Japan's SoftBank has received a boost to sales and earnings from Sprint, its US telecom subsidiary, as well as the inclusion of its Vision Fund investment vehicle in its April-to-June financials.
The company, which manages one of Japan's biggest telecom operators and has technology investments in various other parts of the world, saw its revenues grow by 2.8% in its first quarter, to around 2.19 trillion Japanese yen ($19.8 billion), compared with the year-earlier period, thanks to the growing contribution from Sprint, the fourth-biggest mobile operator in the US.
Due partly to favorable foreign exchange movements, sales from Sprint Corp. (NYSE: S) rose 4.2%, to about JPY910 billion ($8.2 billion), while adjusted EBITDA was up 18.5%, to JPY322 billion ($2.9 billion).
The update comes amid speculation that SoftBank Corp. is trying to negotiate a merger between Sprint and either cable giant Charter Communications Inc. or mobile rival T-Mobile US Inc. , which was the subject of an abortive takeover attempt by Sprint in 2014. (See Sprint's CEO Expects M&A-Related Announcement 'Soon'.)
Any deal, it is hoped, would give Sprint the muscle to compete more vigorously against market leaders AT&T Inc. (NYSE: T) and Verizon Communications Inc. (NYSE: VZ), but could face opposition from US competition and regulatory authorities concerned about the impact on competition.

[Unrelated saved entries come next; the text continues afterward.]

Issue #2809, opened 2019-12-29
Configuration > Binder - Support for binding by custom attribute names. 


Coderrob:
### Is your feature request related to a problem? Please describe.
I am trying to use JSON configuration settings that have names such as "some.flag" that get loaded into the IConfiguration dictionary. The key itself is mapped via JsonPropertyAttribute on my classes. The Binder project does not know of anything outside of the objects property names when it attempts to lookup the value by property name in the configuration dictionary.

### Describe the solution you'd like
What would be useful is to scan the custom attributes to identify either a "known" name or allow for specifying attribute types to use for lookup with binder options.

### Describe alternatives you've considered
Alternative is to use private properties that act as a setter for the desired properties that have the same matching name from JSON. The period in the name doesn't help in my case.

PR #2810, opened 2019-12-29
Add custom attribute property name lookup to configuration binder.

Coderrob:
Took a swag at addressing the gap between the Json source and the Binder projects. The Json settings I work with contain names that don't match the setting classes. Those are mapped by JsonProperty or DataMember where a name is given that can be mapped.

The binder project, rightfully, doesn't know about Json or any other formats. The one area where it could be built up more is around looking at the attributes associated with the properties of the object it's attempting to bind to the configuration dictionary. This is an attempt to try to just that.

 - Added new BindingOption flag for binding by attribute names
 - Broke out the property value lookup into a standalone function
 - Added a function to return "name" values from custom attribute data from the PropertyType

Addresses #2809 (in this specific format)

### DIFF
--- a/src/Configuration/Config.Binder/src/BinderOptions.cs
+++ b/src/Configuration/Config.Binder/src/BinderOptions.cs
@@ -13,5 +13,11 @@ namespace Microsoft.Extensions.Configuration
         /// If true, the binder will attempt to set all non read-only properties.
         /// </summary>
         public bool BindNonPublicProperties { get; set; }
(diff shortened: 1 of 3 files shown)


Coderrob:
Not entirely sure why all but linux tests are failing for the CI. I've built locally and run the project tests. No new files were added and project reference changes were not required. Will wipe and pull PR branch locally again to re-run tests.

SoftBank also booked a huge gain in operating income, which rose 50.1%, to JPY479 billion ($4.3 billion), after including operating income from its Vision Fund in overall figures.
SoftBank announced the establishment of the $100 billion private equity fund back in May in partnership with Saudi Arabia's sovereign wealth arm and several other high-profile investors, including the United Arab Emirates' Mubadala Investment Company, Apple Inc. (Nasdaq: AAPL), Foxconn Electronics Inc. and Qualcomm Inc. (Nasdaq: QCOM). (See SoftBank Seeks Another $7B in Plan for World Tech Domination – Report.)
While the Vision Fund had not made any investments by the end of the first quarter, a valuation gain was recognized from some investments that SoftBank is transferring to the private equity vehicle.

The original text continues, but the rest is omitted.